Count each line below that has the word "above" in it, and give only the total.

[Saved entries]
=== Begin Enclosure ===

Issue #437, opened 2019-06-08
Key Maps stay empty and cannot be set


simsemax:
### Expected behavior

Defined Key Mapping works while playing and is saved when VBA is restarted.

### Actual behavior

Manually configured key maps stay empty, even default mappings are not saved.
The first time I opened VBA everything worked fine, but the second and following times this keeps happening.

### Steps to reproduce the behavior
Start VBA and configure the keys maps in the input menu, save them but in the game they won't work. If you open up the input menu again, you will see why: the definitions of Up, Down, Left, Right, ABLR, Select and Start are empty except for the special ones, which are always (MotionUp=KP_UP, MotionDown=KP_DOWN, MotionLeft=KP_LEFT, MotionRight=KP_RIGHT, MotionIn=KP_PAGEUP, MotionOut=KP_PAGEDOWN, AutoA=W, AutoB=Q, Speed=SPACE).
Due to the fact that I use a laptop with no keypad, I can only use AutoA, AutoB and Speed.
Configs in vbam.ini can be reset manually but if I open VBA again, vbam.ini gets initially reset and overwritten with the key maps described above and the same problem occurs.

### Crash bugs

no crashes occurred.

### ROM details

Only tested "Legend of Zelda, The - The Minish Cap (Europe) (En,Fr,De,Es,It).gba" so far but this problem occurs even if no rom is loaded.

### Option details

Video driver: OpenGL

Sound driver: SDL

### Build details
Operating System : Mac OS X 10.10.5

Version of code (pre-built binary version, or commit ref, or just "master"): I tried the VBA versions 2.1.3, 2.1.2 and 2.1.1

### Hardware details:
Computer: MacBookPro9,2, Intel Core i7, 2,9 GHz, 16 GB RAM, Intel HD Graphics 4000 (1024GB VRAM)

Joystick: Gravis Gamepad Pro USB Model #4211, don't know the driver, Plug'n'Play just worked fine.

denisfa:
@simsemax Thanks for the report. I believe this is similar to another open issue. Could you provide what language are you using on your Mac? We have a translation issue currently reported with french.

simsemax:
Hi @denisfa,
thanks for the reply! My Mac OS runs in german and so does VBA. I have found the threads #110 and #126 after I posted this but I haven't figured out yet how to change the VBA language to english on my mac. I suppose the first time I ran VBA it was in English and everything worked.

denisfa:
[...]

Issue #273, opened 2018-07-02
Key binding not saved properly.


UynGH:
### Expected behavior

Saved key mapping with the french translation.

### Actual behavior

Nothing is saved when I close VBA-M.

### Steps to reproduce the behavior

Try using VBA-M with the french translation and configure any joypad. Every key that's translated will not be saved.

### ROM details

Any ROM.

### Option details

Nothing specific. Tried on every first launch everytime.

### Build details

Latest stable. 2.1.0 x64.

Operating System (Windows, Mac, Linux (state distribution), etc.):

Windows 10.

### Hardware details:

X360 gamepad.

---

First launch key mapping looks like this: 
![1](https://user-images.githubusercontent.com/40763842/42165732-3c8d4f7a-7e09-11e8-8567-c3298ed0340b.png)

Clicked OK then launched any ROM and nothing worked in game. Checked the vbam.ini file then that's what was saved: 
![3](https://user-images.githubusercontent.com/40763842/42165807-69ffc14a-7e09-11e8-8147-4f839589b3f9.png)

Pretty sure it's the translation's fault because when I removed the wxvbam.mo file from my folder, everything worked perfectly in english.

Workaround: I had to put every key manually in the vbam.ini file (written in english, not in french): 
![4](https://user-images.githubusercontent.com/40763842/42165880-a46bf538-7e09-11e8-8daf-1d91b065ecc3.png)
And everything worked.

I guess it's because we translated everything in french on Transifex (ie. button = bouton, Left=Joy1-Hat0W = Left=Joy1-Hat0O, etc.). I just updated the translation yesterday but I can't try it since I don't know how to compile the wxvbam.mo file needed.

Do we need to let every key in english and don't translate them?

Thanks in advance and great job guys. (:

PR #458, opened 2019-07-01
Translation issues.

### LINKED ISSUE #441: Emulator does not read rom
### Expected behavior
Open the game when you select the rom

### Actual behavior
It says that it is not possible to read the rom, even if it is in the format .gba, .gbc or .gb and neither the place where it is

Open the emulator and select a rom

### ROM details
All GBA, GBC and GB games in any format

### Build details
Windows 8

Version 2.1.3

Edit:
This occurs in the default language (I do not know if translating yet the error occurred because I could not translate)

It seems that the bug happens after you change version

In version 1.8.0 and 2.1.0, I selected a folder, now in 2.1.3 it does not read the folder any more, only if it changes the game or the folder of the place

Sem título

Sem título 1

denisfa:
@rkitover  I had to fix some spelling for the french translation and create a function to initialize the regex properly. If we try like was before, the regex compiles the english words (don't use gettext to translate it). This is why the configuration was not set.

I have to update the transifex too, but first want your feedback regarding this. I suggest we drop all translation for buttons/axes/joy and use the english text only. The labels will remain translated, but these may cause a minor inconvenience when switching languages, as the app will complain about weird strings (set as french, then use en_US ==> warning about wrong configuration).

Fix #441, #437 and #273. I tested for french, german and portuguese. Everything worked as expected.

After your feedback I will update transifex accordingly. Then we can merge this.

### DIFF
--- a/src/wx/widgets/joyedit.cpp
+++ b/src/wx/widgets/joyedit.cpp
@@ -101,52 +101,52 @@ wxString wxJoyKeyTextCtrl::ToString(int mod, int key, int joy)
     wxString s;
     // Note: wx translates unconditionally (2.8.12, 2.9.1)!
     // So any strings added below must also be translated unconditionally
-    s.Printf(_("Joy%d-"), joy);
+    s.Printf(("Joy%d-"), joy);
     wxString mk;
 
     switch (mod) {
     case WXJB_AXIS_PLUS:
-        mk.Printf(_("Axis%d+"), key);
+        mk.Printf(("Axis%d+"), key);
         break;
 
     case WXJB_AXIS_MINUS:
-        mk.Printf(_("Axis%d-"), key);
+        mk.Printf(("Axis%d-"), key);
         break;
 
     case WXJB_BUTTON:
-        mk.Printf(_("Button%d"), key);
+        mk.Printf(("Button%d"), key);
         break;
 
     case WXJB_HAT_N:
-        mk.Printf(_("Hat%dN"), key);
+        mk.Printf(("Hat%dN"), key);
         break;
 
     case WXJB_HAT_S:
-        mk.Printf(_("Hat%dS"), key);
+        mk.Printf(("Hat%dS"), key);
         break;
 
     case WXJB_HAT_W:
-        mk.Printf(_("Hat%dW"), key);
+        mk.Printf(("Hat%dW"), key);
         break;
 
     case WXJB_HAT_E:
-        mk.Printf(_("Hat%dE"), key);
+        mk.Printf(("Hat%dE"), key);
         break;
 
     case WXJB_HAT_NW:
-        mk.Printf(_("Hat%dNW"), key);
+        mk.Printf(("Hat%dNW"), key);
         break;
 
     case WXJB_HAT_NE:
-        mk.Printf(_("Hat%dNE"), key);
+        mk.Printf(("Hat%dNE"), key);
         break;
 
     case WXJB_HAT_SW:
-        mk.Printf(_("Hat%dSW"), key);
+        mk.Printf(("Hat%dSW"), key);
         break;
 
     case WXJB_HAT_SE:
-        mk.Printf(_("Hat%dSE"), key);
+        mk.Printf(("Hat%dSE"), key);
         break;
     }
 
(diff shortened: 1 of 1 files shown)


rkitover:
I don't think we should depend in any way on a translation being correct.

The question is, where is the correct translated string coming from if there is a mismatch, the code should simply use whatever the translation is.

denisfa:
> I don't think we should depend in any way on a translation being correct.
> The question is, where is the correct translated string coming from if there is a mismatch, the code should simply use whatever the translation is.

The current translation is split on components. For example, with `fr_FR.utf8`, `Joy` goes to `Manette` but `Joy[0-9]+` stays with `Joy[0-9]+` instead of `Manette[0-9]+`. This is what I am calling spelling error. There are some minor ones when abbreviating directions. Check what was done on the `po` files.

rkitover:
I understand, in this case we should simply have only one string being translated and that is what the regexes should be compiled with.

There should be no changes to the `.po` files.

rkitover:
BTW I think I fixed the translation issues for the keyboard side in 30b92724.

rkitover:
What is mean is, instead of translating both the strings `Joy` and `Joy[0-9]+` just translate the string `Joy` and concatenate it with whatever is necessary.

In this way the code will not depend on any parts of the translation.

denisfa:
> BTW I think I fixed the translation issues for the keyboard side in 30b9272.

What was the issue? For translated keys?

> What is mean is, instead of translating both the strings Joy and Joy[0-9]+ just translate the string Joy and concatenate it with whatever is necessary.

Do you think it is necessary to translate the buttons and joystick binds? If we work with english only, we would not need to update/create translations for these. The labels and descriptions I would keep the way it is now. There is a possible issue that if you set these with a language, and then open vbam using another one, the user would lose all its input because they would not be recognized (with a warning message).

rkitover:
Yes I think it doesn't hurt, see how in `keyedit.cpp` we use both e.g. `_("CTRL")` and `wxT("CTRL")`, we can do the same here.

In the regex, compile it as e.g.:

```
"(Joy|" + _("Joy") + ")"
```

adjust the match group number. Since `wxRegex` is POSIX regex it doesn't have non-capturing parens.

But the key issue is that only one translated string be used, we do not want to depend on the translation files in any way.

denisfa:
> But the key issue is that only one translated string be used, we do not want to depend on the translation files in any way.

What do you mean? We don't depend on translation for it to work, but the strings that are not translated yet will keep the original text (english). This does not affect us. Unless you mean to show the translated text, if possible, and use all english under the hood. When the config is read, it will be translated to whatever language is set; likewise, when the config is saved, it will be with english text.

rkitover:
Like I said, you are translating the whole regex when you should just translate the string "Joy". See above.

denisfa:
> Like I said, you are translating the whole regex when you should just translate the string "Joy". See above.

Sorry, my head is all over the places now. I understand what you are doing here, but I did not give one information of mine. If we check the po files, we actually do not have the strings `Axis`, `Joy` and friends. For instance,

```
$ fgrep -RnwI ./po -e "Axis" -A 1
...
./po/wxvbam/tr.po:1131:msgid "Axis%d+"
./po/wxvbam/tr.po-1132-msgstr "Eksen%d+"
--
./po/wxvbam/tr.po:1136:msgid "Axis%d-"
./po/wxvbam/tr.po-1137-msgstr "Eksen%d-"
--
./po/wxvbam/tr.po:1189:msgid "Axis([0-9]+)([+-])"
./po/wxvbam/tr.po-1190-msgstr "Eksen([0-9]+)([+-])"
...
```
```
$ fgrep -RnwI ./po -e "Joy" -A 1
...
./po/wxvbam/pt_BR.po:1130:msgid "Joy%d-"
./po/wxvbam/pt_BR.po-1131-msgstr "Controle%d-"
--
./po/wxvbam/pt_BR.po:1189:msgid "^Joy([0-9]+)[-+]"
./po/wxvbam/pt_BR.po-1190-msgstr "^Controle([0-9]+)[-+]"
...
``` 

We only have the regex translation. This is why I did not want to do this split, and offered the idea of english only for these. If we are going to do something, we have to decide what we should do with the translation.

As far as I can tell, we can either:
1. stick with the current solution minus the po editing (that should be done on transifex);
2. only show the translated strings, but use english under the hood;
3. remove the regex from all po files (transifex), and replace them with the single keywords, then use your idea about setting up the regex to be english + current locale;
4. double the regex on `CompileRegex`, the same way you are suggesting to do for 3, eg
 `"(Joy%d-|" + _("Joy%d-") + ")"` etc.

I believe all of these are viable, given enough time to do it.  `1`, `3` and `4` have this hypothetical problem that if the user saves it Input on one language, then tries to run with other, he will be given a warning and its Input will be emptied. Very like what is happening with the stable version + warnings.

Hope I made more clear now why this is taking so long to close.

rkitover:
I'm fine with just using english for this and not using the translated strings anymore.

denisfa:
@rkitover That should be it. Every time I look at this I feel a bit of wasted potential, but it is true that this should allow us to focus on other stuff.

rkitover:
We cannot remove the translation from keyboard keys, wx translates them unconditionally.

rkitover:
Rebase your work into one commit that just removes the translation from joystick keys and don't do anything else.

rkitover:
Also I fixed all the translation issues with the keyboard keys anyway.

rkitover:
If you do want to translate the joystick strings, just use the actual word concatenated with other characters, once the string is pushed to transifex someone will translate it again.

denisfa:
> We cannot remove the translation from keyboard keys, wx translates them unconditionally.

We can use `ToRawString()` to get the non-translated one. It is on the trick that you did to change the key into an accelerator to get the string.

> Rebase your work into one commit that just removes the translation from joystick keys and don't do anything else.

No problem, before I finish this I will check the translations on transifex. It is for me to remember.

> If you do want to translate the joystick strings, just use the actual word concatenated with other characters, once the string is pushed to transifex someone will translate it again.

The thing is here is that I do believe there are some good ideas about how to tackle this and I would not like to waste anything that we already have. But it is not up to me to decide this, and your solution is good enough for me. I will go with removing the translation of joystick keys. By next push here it will be done.

> Also I fixed all the translation issues with the keyboard keys anyway.

What issue? The keyboard being translated at the moment is also saved translated on `vbam.ini`. It works for that locale only. If it is not translated, then english text is used, so no actual issues minus partial translation.

rkitover:
> What issue? The keyboard being translated at the moment is also saved translated on vbam.ini. It works
> for that locale only. If it is not translated, then english text is used, so no actual issues minus partial
> translation.

There were issues with this years ago for users of translations, I don't remember anymore, but I'm pretty sure I fixed them with 30b92724 and d585a610.

Once we merge this, we can do a new release, I will post instructions for you on the CHAT page for how to do the release.

denisfa:
@rkitover Done. I still believe we are going to go back to this, since someone will complain that the joystick is not translated like the keys, but for now it should work.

=== End Enclosure ===

» **Exercise response**: 3